1999 SCOTTISH PGA CHAMPION
The silver lining for Hutcheon was that his inactivity combined with his lack of success on the Challenge Tour – on which he had been a winner three times - forced him to look closer to home for an opportunity to make a living. Having won the Scottish PGA title in 1999, Greig was entitled to play the Tartan Tour.
“I should have done it earlier. It doesn’t cost nearly as much to play anywhere in Scotland as it does to follow the Challenge Tour – and I think the calendar of events is great, just the right mix of tournaments.
“I like pro-ams. I like meeting people and playing golf with strangers. That’s just the way I am.”
Finishing third in both the Northern Open at Skibo Castle and the Gleneagles Scottish championship provided the platform for his first capture of the Order of Merit title.
“The Northern Open’s long history – the golden days of John Panton and Eric Brown, etc – puts the tournament on a pedestal and I like playing in it. Combine that with the fact that Skibo Castle has become its home and I go into that week with a sense of excitement and expectation.
“The Carnegie course has become one of my favourites. You can shoot 66 – which I did in the last round in 2006 – or some days you can shoot a 76 which feels like a 66. That’s the mark of a very good course.
“I ‘lost’ the 2006 Northern Open by starting with a 73. That let the leaders get away from me. I shot 68-70-66 after that and came one short of being in the play-off between Jason McCreadie and Chris Doak.
“That 70, by the way, was played in a howling gale and I rated that almost as good an effort as the 66.”
INCREDIBLE GOLF
Hutcheon also had a 66 in his four rounds at the Gleneagles Scottish professional championship. That was in the second round, but that was the only time he broke 70 over the PGA Centenary course.
“I finished eight under par for the four rounds and thought I had played quite well. For Dean Robertson and Craig Lee to shoot 17 under par and tie was incredible golf.

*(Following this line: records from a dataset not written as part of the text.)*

PR #4517, opened 2022-01-13
Allow validation data to be set from the validate/validateOnly methods

mikemand:

Yes, #4459.

Yes.

No.

Yes, but a bunch of unrelated tests fail locally. Hoping they don't fail when Github Actions run, since I don't know why they fail.

This PR adds an additional, optional, parameter to pass data directly to the validate functions.

For normal validation, I can just use [Custom Validators](https://laravel-livewire.com/docs/2.x/input-validation#custom-validators). As far as I know, however, if I want to use real-time validation I would have to pluck the attribute's validation rules from the array and pass that to the `Validator::make` method (while also providing any messages and attributes - if applicable). While this is not necessarily the wrong way to do things, I feel that it duplicates code that the `validate()` and `validateOnly()` methods provide.

Thanks for contributing! 🙌

### DIFF
--- a/src/ComponentConcerns/ValidatesInput.php
+++ b/src/ComponentConcerns/ValidatesInput.php
@@ -163,12 +163,12 @@ trait ValidatesInput
         return $this;
     }
 
-    public function validate($rules = null, $messages = [], $attributes = [])
+    public function validate($rules = null, $messages = [], $attributes = [], $data = null)
     {
         [$rules, $messages, $attributes] = $this->providedOrGlobalRulesMessagesAndAttributes($rules, $messages, $attributes);
 
         $data = $this->prepareForValidation(
-            $this->getDataForValidation($rules)
+            $data ?? $this->getDataForValidation($rules)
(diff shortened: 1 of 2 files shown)


mikemand:
The test that failed has to do with Dusk. As far as I know, I didn't change anything that would mess with Dusk? Any help would be appreciated.

joshhanley:
@mikemand yeah some of the dusk tests can be flaky at times. I'll run the tests again

joshhanley:
@mikemand yeah don't worry about the tests, most suites are passing, and I've checked the tests that fail and it's a common one that does fail.

Yeah I don't think he has had a chance to go through PR's recently, but I'm sure he will give feedback once he does!

mikemand:
No worries, thanks Caleb. If you don't mind, I'll publish my solution on #4459.

joshhanley:
@mikemand yep go for it! Or create a new discussion and put it in the show and tell category 🙂

PR #4544, opened 2022-01-18
Laravel 9 support

joshhanley:
This PR adds Laravel 9 support.

At the time of the PR, there are some upstream issues with sessions, so L9 tests will probably fail until that is fixed.

Once that's all working, I will work through any tests if they fail.


danharrin:
Just to note, I think this PR replaces some of #4485?

joshhanley:
@danharrin yeah it does 🙂 I haven't decided the best strategy yet, as waiting to be able to run the rest suites to see what happens

joshhanley:
Ok after merging in Nuno's changes, tests started to run, so started working through some of the issues. Most of them were due to Flysystem changes.

I have fixed most of them, but there is one change in Flysystem that I can't get around, some of the tests fail that have a faked file which is a pdf, which you will see in the failing tests above.

One of the tests that fails is this one, due to the `->temporaryUrl()` call.

https://github.com/livewire/livewire/blob/3017bab78bcaf4ed34bbb26802ff54d7d4da7ac7/tests/Unit/FileUploadsTest.php#L458

Flysystem V1 tries to get the mimetype from file info and failing that would try to guess it based on the file extension. See this function here 

https://github.com/thephpleague/flysystem/blob/094defdb4a7001845300334e7c1ee2335925ef99/src/Adapter/Local.php#L319-L330

Where as V2+ only tries to get the mimetype from the file info, and if that doesn't work ends up returning a generic file type. See here

https://github.com/thephpleague/flysystem/blob/912ba3e5595280999b9fa99a3c20c5ecb7de6870/src/Local/LocalFilesystemAdapter.php#L366-L377

Due to the generic file type, it then doesn't return an extension when Livewire requests it in the `->isPreviewable()` method in `TemporaryUploadedFile`.

https://github.com/livewire/livewire/blob/3017bab78bcaf4ed34bbb26802ff54d7d4da7ac7/src/TemporaryUploadedFile.php#L93

So not sure how to get around that yet. Will do some more testing to see if we can work around it. I think it's only an issue for the tests when using a fake file. But will need to test on a live app to confirm.

calebporzio:
Thanks Josh, without really putting my head deep in this, the two options as I see them are:

A) do something deeper with that actual fake file content to force the proper mime type guessing for V2 Flysystem
B) override the `guessExtension()` method in Livewire's TemporaryUploadedFile.php class to use the legacy strategy of checking the file name if the file contents check fails 

image

B is probably the way to go here.

joshhanley:
Ok I have patched Livewire's `TemporaryUploadedFile::getMimeType()` method to implement the mimetype detector from file extension that was present in Flysystem V1.

Have fix up any other small issues and now all tests are passing. 

So I think this is now all good to go!

calebporzio:
Thanks @joshhanley !

PR #4685, opened 2022-02-16
Add assertBrowserEventIsNotDispatched() method.

reziamini:
There are some situations which we need to check the browser event isn't dispatched in our tests.

With this method, it will be accessible.

### DIFF
--- a/src/Testing/Concerns/MakesAssertions.php
+++ b/src/Testing/Concerns/MakesAssertions.php
@@ -245,6 +245,20 @@ trait MakesAssertions
 
         return $this;
     }
+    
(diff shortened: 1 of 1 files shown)


calebporzio:
Thanks for this!

calebporzio:
(renamed the event btw 😉 )

joshhanley:
@rezaamini-ir any chance you could PR this to the docs? Thanks!

rezaamini-ir:
@joshhanley Yes!
I’ll add the docs also.

joshhanley:
@rezaamini-ir thanks!

PR #4688, opened 2022-02-17
bug: respect modified properties by `prepareForValidation` during checking rules

comes:
Uh... no.. sorry 🙃

of course

no

no, not needed I think

Imagine you have a component with a computed property; nothing special, nothing unusual. 

```php
namespace App\Http\Livewire;

use Livewire\Component;

class SampleComponent extends Component
{
    protected $rules = [
        'foo' => 'gt:5'
    ];

    public function getFooProperty(): int
    {
        return mt_rand();
    }

    public function render()
    {
        return view('livewire.sample-component');
    }

    public function something()
    {
        $this->validate();
    }
}
```

When we try to call `$this->validate()` we will get an exception `new \Exception('No property found for validation: [foo]')`, which makes actually a lot of sense. In `Livewire\ComponentConcerns\ValidatesInput::getDataForValidation()` is a loop, which checks if there is a public property in the SubClass which is represented by a rule. We got the announced exception if there is a rule without a property.

By default, livewire components respect the function `protected function prepareForValidation($attributes)`. If we modify our Component above like follows, we modify the attribute set, which should be validated. In theory, this works like a charm, but livewire tries to figure out, is there a public property regarding our rules.

```php
namespace App\Http\Livewire;

use Livewire\Component;

class SampleComponent extends Component
{
    protected $rules = [
        'foo' => 'gt:5'
    ];

    protected function prepareForValidation($attributes) {
        $attributes['foo'] = $this->getFooProperty();
        return $attributes;
    }


    public function getFooProperty(): int
    {
        return mt_rand();
    }

    public function render()
    {
        return view('livewire.sample-component');
    }

    public function something()
    {
        $this->validate();
    }
}
```

My PR moves the rules-validation-loop one step later to respect attribute manipulation by `prepareForValidation()`.

Let's discuss, please.

greetings, J


joshhanley:
@comes thanks for the PR! Any chance you could add tests for this?

Thanks!

comes:
Hej @joshhanley,

I'd implemented a small test and fix the PHP <8.0 compatibility.

have a great day, J

calebporzio:
Please add this to ->validateOnly as well before we consider - thanks!

comes:
Hej @calebporzio, 

as mentioned, I implemented in `->validateOnly()` aswell. needed to move some logic around. Every tests runs well (on my end)

all the best, j

joshhanley:
@comes thanks for that! I have triggered the tests to run.

comes:
@joshhanley, I can not see in which way my changes are responsible for the failing tests.

joshhanley:
@comes oh it looks like you have submitted a GitHub workflow as part of your PR. Can you remove that. Maybe that is causing issues?

comes:
that makes sense. deleted it.

comes:
Seems to be a general problem, other PRs failing as well with nearly the same messages.

Let me please know, how I can solve it, @joshhanley. I am a bit lost on my end. :(

joshhanley:
@comes yeah there was an unrelated failing test due to an upstream change in Laravel. I have fixed it and merged it in here.

joshhanley:
@comes all looking good now!

comes:
puh! thanks @joshhanley. Nice journey and my first experiences in collaboration with open source stuff.. great work, all together.

enjoy your week

joshhanley:
@comes no worries! Awesome! It can be very rewarding 🙂

comes:
Hej there, I don't want to create unnecessary pressure, but are there any chances, that this PR will be merged in the near future?

all the best and take care!

joshhanley:
@comes not sure, Caleb will probably review it when he next goes through PR's 🙂

calebporzio:
Thanks a lot for this @comes!

PR #4699, opened 2022-02-17
Handle custom routing requests when present

eric-hansen:

Created a discussion: https://github.com/livewire/livewire/discussions/4698

Yes

No

No, if issue let me know as not sure exactly where/how this should be tested nor does a simple `composer install` make the whole test-suite pass.  Using Docker so unsure of what packages are missing if any.

I'd like to say everything that needs to be said is in the discussion, but if not then let me know and I can edit this to elaborate more.

Thanks for contributing! 🙌

### DIFF
--- a/src/Testing/TestableLivewire.php
+++ b/src/Testing/TestableLivewire.php
@@ -10,6 +10,7 @@ use Livewire\GenerateSignedUploadUrl;
 use Illuminate\Routing\RouteCollection;
 use Illuminate\Support\Traits\Macroable;
 use Facades\Livewire\GenerateSignedUploadUrl as GenerateSignedUploadUrlFacade;
+use Illuminate\Support\Str;
 use Livewire\Component;
 use Livewire\Exceptions\PropertyNotFoundException;
 use Livewire\LivewireManager;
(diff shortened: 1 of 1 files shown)


calebporzio:
Closing this because no test has been provided. By providing a test, we can ensure this fix is fixed forever and this bug isn't re-introduced. Please re-submit after adding a test. Thanks!

eric-hansen:
> Closing this because no test has been provided. By providing a test, we can ensure this fix is fixed forever and this bug isn't re-introduced. Please re-submit after adding a test. Thanks!

2 questions:

1) Since this seems to only be affected when using `app()`/`request()`, is this testable?
2) If tests are a pre-req, then why was #4619 merged without one?

joshhanley:
@eric-hansen yeah you should be able to test it, you said you had a test that fails without this change, so maybe try and replicate that test and component.

Somethings can be too difficult to test with Livewire due to the nature of the front end interaction, so occasionally (rarely), will a PR be approved without tests. But as it was, that was an oversight, I have just added tests for it 🙂

> nor does a simple composer install make the whole test-suite pass.
In regards to this comment above, a composer install isn't enough to get Livewire's tests running due to using Laravel Dusk. Please have a look at our contribution guide as to the extra steps required https://laravel-livewire.com/docs/2.x/contribution-guide

I don't know if you can run dusk in docker or not, as I don't use docker (I use valet), so that is something you will need to work out.

Hope this helps!

eric-hansen:
@joshhanley I'll see if I can actually write a test for it.  The test I wrote was specific to the application I use Livewire for, not a test for Livewire itself.  So if the helpers mentioned a few times now are exposed as well then it may be doable.  If not then I hope we can assess whether a test is necessary to move forward.

As for Dusk, et. al. I'll read deeper and see what happens.

Thanks for the feedback.

joshhanley:
@eric-hansen yeah generally that is how I come across bugs too.

So what I like to do is copy the code from my main app, into a small test app with Livewire, then I try to delete as much code as I can until I can replicate the issue with as little code as possible.

That then become the code for the test which I submit to Livewire. Most of Livewire's tests are components that look and act exactly the same way they would in an app (which Dusk is really great for simulating).

No worries!

eric-hansen:
Should we continue any discussion regarding testing and such here or in the discussion thread?

Not usually contributing to projects that enforce the Discussion feature of GitHub so not sure what is preferred here.

PR #4706, opened 2022-02-20
Add new computed property declaration

hebinet:
This PR adds a new method to declare computed properties for livewire components.

Old way:
```php
    public function getFooBarProperty()
    {
        return strtolower($this->upperCasedFoo);
    }
```
New way:
```php
    public function fooBar(): Property
    {
        return new Property(fn() => strtolower($this->upperCasedFoo));
    }
```
or

```php
    public function fooBar(): Property
    {
        return Property::get(fn() => strtolower($this->upperCasedFoo));
    }
```

This is the same approach which laravel takes with the new Attribute Accessor/Mutator ( https://laravel.com/docs/9.x/eloquent-mutators#defining-an-accessor )

I like this approach, because I don't have to write a function like `get{Attribute}Property` and with the return type, it is clear that this is an computed property.

This feature can be taken as an additional method and is not meant to be a replacement.

### DIFF
--- a/src/Component.php
+++ b/src/Component.php
@@ -303,7 +303,7 @@ abstract class Component
         if (method_exists($this, $computedMethodName = Str::camel($studlyProperty))
             && ($returnType = (new ReflectionMethod($this, $computedMethodName))->getReturnType())
             && $returnType instanceof ReflectionNamedType
-            && $returnType->getName() === ComputedProperty::class) {
+            && $returnType->getName() === Property::class) {
             if (isset($this->computedPropertyCache[$property])) {
                 return $this->computedPropertyCache[$property];
             }
--- a/src/Component.php
+++ b/src/Component.php
@@ -14,6 +14,8 @@ use Livewire\Exceptions\PropertyNotFoundException;
 use Illuminate\Database\Eloquent\ModelNotFoundException;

“It was an an amazing last day to that tournament. I started 7-5-5, which put me three over par on the fourth tee – and then I had four birdies. I think it was battling on for a high finish that secured the Order of Merit title for me.”
So what was the best part of Greig’s game during 2006?
“I think was more consistent than I had been in some of my previous years. There was never a great peak or, fortunately, a big slump. I just kept a fairly good standard going most of the time.
“If you pressed me, I would say my putting was the most reliable part of my game. Over the years, I switched backwards and forward from cackhanded to orthodox putting – not to be recommended, I know, but some years, cackhanded putting works for me, and 2006 was one of them.”